===== Records for the task =====

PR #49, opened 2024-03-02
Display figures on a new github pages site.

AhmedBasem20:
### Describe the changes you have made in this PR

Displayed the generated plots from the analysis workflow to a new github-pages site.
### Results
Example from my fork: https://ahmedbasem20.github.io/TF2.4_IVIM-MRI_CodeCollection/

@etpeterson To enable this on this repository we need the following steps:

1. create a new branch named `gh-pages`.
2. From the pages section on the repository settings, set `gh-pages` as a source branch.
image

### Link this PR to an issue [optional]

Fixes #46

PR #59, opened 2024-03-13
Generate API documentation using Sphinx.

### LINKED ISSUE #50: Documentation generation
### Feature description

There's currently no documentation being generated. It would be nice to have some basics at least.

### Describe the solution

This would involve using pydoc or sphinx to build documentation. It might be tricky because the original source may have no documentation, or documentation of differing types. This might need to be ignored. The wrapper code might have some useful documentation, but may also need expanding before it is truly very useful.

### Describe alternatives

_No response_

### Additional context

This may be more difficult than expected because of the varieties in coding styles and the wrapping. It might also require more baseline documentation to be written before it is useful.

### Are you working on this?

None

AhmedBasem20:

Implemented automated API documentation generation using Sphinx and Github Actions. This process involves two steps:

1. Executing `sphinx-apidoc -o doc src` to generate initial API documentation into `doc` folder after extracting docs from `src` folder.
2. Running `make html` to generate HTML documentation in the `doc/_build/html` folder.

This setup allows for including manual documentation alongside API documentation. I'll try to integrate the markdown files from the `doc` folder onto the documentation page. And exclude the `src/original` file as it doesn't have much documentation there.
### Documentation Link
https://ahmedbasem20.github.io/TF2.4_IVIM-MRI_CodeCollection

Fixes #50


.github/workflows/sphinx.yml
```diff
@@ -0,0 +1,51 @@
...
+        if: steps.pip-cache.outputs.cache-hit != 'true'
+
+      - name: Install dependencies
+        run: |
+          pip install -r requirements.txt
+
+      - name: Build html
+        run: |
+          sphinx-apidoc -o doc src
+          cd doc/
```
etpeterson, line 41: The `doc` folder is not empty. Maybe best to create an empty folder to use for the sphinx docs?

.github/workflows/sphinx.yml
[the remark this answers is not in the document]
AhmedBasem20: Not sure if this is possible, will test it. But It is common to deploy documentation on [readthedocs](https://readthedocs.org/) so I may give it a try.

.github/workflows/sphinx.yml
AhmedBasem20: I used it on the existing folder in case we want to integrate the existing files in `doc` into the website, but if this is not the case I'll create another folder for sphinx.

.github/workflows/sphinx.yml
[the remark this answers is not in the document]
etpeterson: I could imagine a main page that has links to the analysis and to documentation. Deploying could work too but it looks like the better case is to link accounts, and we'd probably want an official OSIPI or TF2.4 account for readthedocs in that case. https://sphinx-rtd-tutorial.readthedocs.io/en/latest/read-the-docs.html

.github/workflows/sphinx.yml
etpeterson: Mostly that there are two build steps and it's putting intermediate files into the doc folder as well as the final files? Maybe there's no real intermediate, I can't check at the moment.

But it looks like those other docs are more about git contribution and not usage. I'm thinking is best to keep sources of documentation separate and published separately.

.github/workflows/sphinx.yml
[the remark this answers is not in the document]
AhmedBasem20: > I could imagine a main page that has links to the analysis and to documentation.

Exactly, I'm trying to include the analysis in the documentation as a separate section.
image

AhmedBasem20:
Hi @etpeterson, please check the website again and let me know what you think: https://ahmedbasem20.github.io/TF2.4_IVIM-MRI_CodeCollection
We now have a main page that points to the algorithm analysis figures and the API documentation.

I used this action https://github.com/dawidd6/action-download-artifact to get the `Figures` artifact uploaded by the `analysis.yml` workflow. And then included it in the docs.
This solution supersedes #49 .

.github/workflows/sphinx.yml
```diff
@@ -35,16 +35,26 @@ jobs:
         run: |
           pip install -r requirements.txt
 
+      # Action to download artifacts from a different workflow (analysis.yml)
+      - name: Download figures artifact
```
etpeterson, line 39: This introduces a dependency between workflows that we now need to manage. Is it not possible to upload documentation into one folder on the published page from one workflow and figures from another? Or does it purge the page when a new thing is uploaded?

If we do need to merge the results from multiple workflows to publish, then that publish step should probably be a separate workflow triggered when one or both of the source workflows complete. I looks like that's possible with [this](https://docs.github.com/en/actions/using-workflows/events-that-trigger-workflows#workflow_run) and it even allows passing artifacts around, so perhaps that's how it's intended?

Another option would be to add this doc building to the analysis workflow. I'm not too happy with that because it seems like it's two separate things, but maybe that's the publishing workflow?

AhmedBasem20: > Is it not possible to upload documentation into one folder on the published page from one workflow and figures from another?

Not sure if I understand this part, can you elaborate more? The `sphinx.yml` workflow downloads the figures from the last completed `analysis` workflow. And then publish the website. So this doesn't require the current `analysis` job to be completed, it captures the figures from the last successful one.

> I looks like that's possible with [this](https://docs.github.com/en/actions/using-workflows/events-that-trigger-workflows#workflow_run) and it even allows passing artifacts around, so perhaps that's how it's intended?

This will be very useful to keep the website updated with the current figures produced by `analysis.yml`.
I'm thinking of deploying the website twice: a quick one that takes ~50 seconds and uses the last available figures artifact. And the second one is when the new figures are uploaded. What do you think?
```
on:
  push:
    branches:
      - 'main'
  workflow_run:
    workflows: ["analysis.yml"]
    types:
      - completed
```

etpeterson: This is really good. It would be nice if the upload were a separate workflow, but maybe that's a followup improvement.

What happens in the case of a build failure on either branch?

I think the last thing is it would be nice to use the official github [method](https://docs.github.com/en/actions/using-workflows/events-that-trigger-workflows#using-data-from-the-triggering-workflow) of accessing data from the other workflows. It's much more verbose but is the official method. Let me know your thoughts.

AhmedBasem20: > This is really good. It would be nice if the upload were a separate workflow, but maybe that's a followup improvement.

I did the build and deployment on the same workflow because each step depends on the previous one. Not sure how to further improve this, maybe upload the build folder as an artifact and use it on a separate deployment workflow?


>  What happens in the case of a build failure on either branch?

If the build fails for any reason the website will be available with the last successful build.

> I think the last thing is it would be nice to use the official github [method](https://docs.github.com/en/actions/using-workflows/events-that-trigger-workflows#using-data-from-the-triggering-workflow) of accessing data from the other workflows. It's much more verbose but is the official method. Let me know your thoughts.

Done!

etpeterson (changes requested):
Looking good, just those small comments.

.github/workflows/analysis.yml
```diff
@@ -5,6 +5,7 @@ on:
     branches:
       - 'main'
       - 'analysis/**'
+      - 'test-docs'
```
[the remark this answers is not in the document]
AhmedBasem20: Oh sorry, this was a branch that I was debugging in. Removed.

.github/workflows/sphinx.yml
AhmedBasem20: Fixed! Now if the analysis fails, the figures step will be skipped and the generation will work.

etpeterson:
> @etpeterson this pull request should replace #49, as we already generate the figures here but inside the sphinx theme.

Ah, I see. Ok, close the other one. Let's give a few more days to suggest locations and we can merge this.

=====
===== Records for the task =====

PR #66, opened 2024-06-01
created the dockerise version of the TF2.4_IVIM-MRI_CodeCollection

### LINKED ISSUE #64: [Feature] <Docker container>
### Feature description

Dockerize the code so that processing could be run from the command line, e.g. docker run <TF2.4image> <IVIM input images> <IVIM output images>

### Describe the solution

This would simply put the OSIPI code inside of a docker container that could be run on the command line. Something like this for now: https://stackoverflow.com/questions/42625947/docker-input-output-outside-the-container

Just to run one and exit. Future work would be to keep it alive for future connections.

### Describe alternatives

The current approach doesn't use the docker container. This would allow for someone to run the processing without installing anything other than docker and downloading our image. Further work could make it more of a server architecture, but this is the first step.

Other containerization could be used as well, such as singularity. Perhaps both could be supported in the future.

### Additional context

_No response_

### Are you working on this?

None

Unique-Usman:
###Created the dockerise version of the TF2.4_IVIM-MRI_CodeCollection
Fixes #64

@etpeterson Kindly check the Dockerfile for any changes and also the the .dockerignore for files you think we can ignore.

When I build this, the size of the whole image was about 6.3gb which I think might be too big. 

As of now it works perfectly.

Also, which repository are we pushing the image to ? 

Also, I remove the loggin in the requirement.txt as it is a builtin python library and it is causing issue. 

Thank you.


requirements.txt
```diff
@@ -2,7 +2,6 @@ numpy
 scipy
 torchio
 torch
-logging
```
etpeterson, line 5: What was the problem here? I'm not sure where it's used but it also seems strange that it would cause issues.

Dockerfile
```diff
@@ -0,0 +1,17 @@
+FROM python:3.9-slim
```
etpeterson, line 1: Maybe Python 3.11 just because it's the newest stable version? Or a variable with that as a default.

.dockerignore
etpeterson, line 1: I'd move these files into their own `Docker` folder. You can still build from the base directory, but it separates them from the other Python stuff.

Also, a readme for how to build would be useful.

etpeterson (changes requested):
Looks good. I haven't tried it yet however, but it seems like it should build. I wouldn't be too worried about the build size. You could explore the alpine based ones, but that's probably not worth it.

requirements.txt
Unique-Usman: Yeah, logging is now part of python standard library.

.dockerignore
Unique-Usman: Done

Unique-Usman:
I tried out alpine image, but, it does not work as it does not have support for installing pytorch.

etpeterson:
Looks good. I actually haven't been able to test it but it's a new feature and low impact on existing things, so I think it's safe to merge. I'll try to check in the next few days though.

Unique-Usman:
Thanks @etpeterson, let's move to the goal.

=====

About this exercise |
Reply with a number alone, the number of lines of the records that hold the word "generated".

Answer |
2